CYBER ATTACK SIMULATION ON ONDA DIAS PLATFORM
ONDA by Serco® is a registered trademark of Serco Italia S.p.A. and is one of the five ESA Data and Information Access Services (DIAS). Serco is responsible for ONDA operations and services and is the contractual entity leading with ONDA end-users.
Space mission Ground Segment represent the set of infrastructure, equipment and functions to allow the processing, archiving and dissemination of Satellite data. The data archiving function in particular has the objective to store and preserve the mission products for the long term (i.e. a longer period than the contractual coverage of the activity). The infrastructure security problem is therefore largely impacting the performance of the afore-mentioned services but it may have critical impacts especially on Data Access and Long-Term Archive service. Indeed, in case of a major attack causing the unavailability of these services, the performance of the entirely mission is affected: e.g. in case of Data Access unavailability the users cannot have access to satellite data.
Security is the combination of confidentiality, the prevention of the unauthorised disclosure of information, integrity, the prevention of the unauthorized amendment or deletion of information, and availability, the prevention of unauthorized withholding of information.
ONDA offers free and open access to a wealth of datasets from different sources – from the Copernicus Sentinels family, to EO missions to the Copernicus Services projects – and provides, upon user registration, easy-to-use resources for accessing, downloading and processing the data and information.
All data, information, applications and transactions are securely protected and our ONDA solution provides the anti-Denial of Service (DoS) attacks.
ONDA is the Data and Information Access Service (DIAS) led by Serco Italia and is hosted in OVH. The hosting company OVH was the victim of a 1 Tbps DDoS attack that hit its servers, this is the largest one ever seen on the Internet. The attackers used an Internet of Things (IoT) botnet composed also of compromised CCTV cameras. This botnet with 145607 cameras/dvr is able to send >1.5Tbps DDoS. Type: tcp/ack, tcp/ack+psh, tcp/syn.
In any case, the attack was managed by the Cloud provider OVH which, despite being severely tested, did not create inefficiencies or strong latencies to the services provided.

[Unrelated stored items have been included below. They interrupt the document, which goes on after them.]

PR #59, opened 2017-12-05
Fix #57

### LINKED ISSUE #57: Prompt modals should have their inputs disabled while validating
When registering on @heyitsmeuralex's testing server, I typed out the name `florrie`. I pressed enter, to select that as my username. Nothing appeared to happen for about half a second, and I'd already started typing the password I wanted to use. By the time the prompt finished verifying and the password box opened, I'd already entered two of the characters in my password - `ab`, for example. So it wasn't obvious to me if, once I confirmed the register (i.e. entered a password), my username would be `florrieab` or `florrie`. So I canceled the register. This confusion seems unnecessary. (Also, if it would be `florrieab`, and florrieab *was* taken, I wouldn't know, since the verification checked `florrie`!)

While verifying, in general, inputs should not be changeable. When an input is being verified, a snapshot of the value is taken, which is passed to the server; so, if the user changes that value on their end *after* the verification request is sent, the server will respond based on the value originally passed to it, which could lead to errors such as the given username not being available. And, of course, if the user expects the next prompt to instantly appear, they'll start typing; that's what leads to the input's value being changed after pressing enter in the first place.

Related to #34 - this should probably be done first/separately, though, so that there's still a two-part prompt to work on.

heyitsmeuralex:
See #57 - prompt modals should disable their inputs while validating input.
Also adds styling for disabled `.input` elements.

### DIFF
--- a/site/js/SessionActor.js
+++ b/site/js/SessionActor.js
@@ -256,7 +256,7 @@ export default class SessionActor extends Actor {
           const { available } = await get('username-available/' + name, this.currentServerURL)
 
           if (!available) {
-            throw 'Username unavailable.'
+            throw 'Username not available: ' + name
           }
         },
         'Continue', 'Cancel')
--- a/site/js/ModalsActor.js
+++ b/site/js/ModalsActor.js
@@ -144,14 +144,13 @@ export default class ModalsActor extends Actor {
           inputEl.disabled = true
 
           try {
-            await new Promise(resolve => setTimeout(resolve, 2000))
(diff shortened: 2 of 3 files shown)


site/js/SessionActor.js
```diff
@@ -256,7 +256,7 @@ export default class SessionActor extends Actor {
           const { available } = await get('username-available/' + name, this.currentServerURL)
 
           if (!available) {
-            throw 'Username unavailable.'
+            throw 'Username not available: ' + name
```
towerofnix: :+1:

Application and overall impact
7SHIELD proposes a framework enabling the deployment of innovative services for cyber protection of ground segments, integrating state-of-the-art technologies with the aim to prevent, detect, respond and mitigate cyber threats to the security and, in general, the integrity of the assets and operations carried out. The security of ONDA DIAS Cloud infrastructure and applications will be stressed out during the test phase and we wish to discover vulnerabilities currently unknown to us.
Moreover, we believe that, in order to enhance the pre-crisis management for prevention of cyber threats, our ONDA ground segment can evolve to adopt the innovative Single-Sign-On (SSO) service proposed by the 7SHIELD project which should ensure secure authentication, integrity and confidentiality of end user personal data adopting the modern cryptography, hybrid encryption and blockchain techniques on cloud-based solutions.
1st Operational test
ONDA is one of the DIAS (Data and Information Access Services), a platform providing access to satellite data and Cloud resources for users to develop and host their own applications.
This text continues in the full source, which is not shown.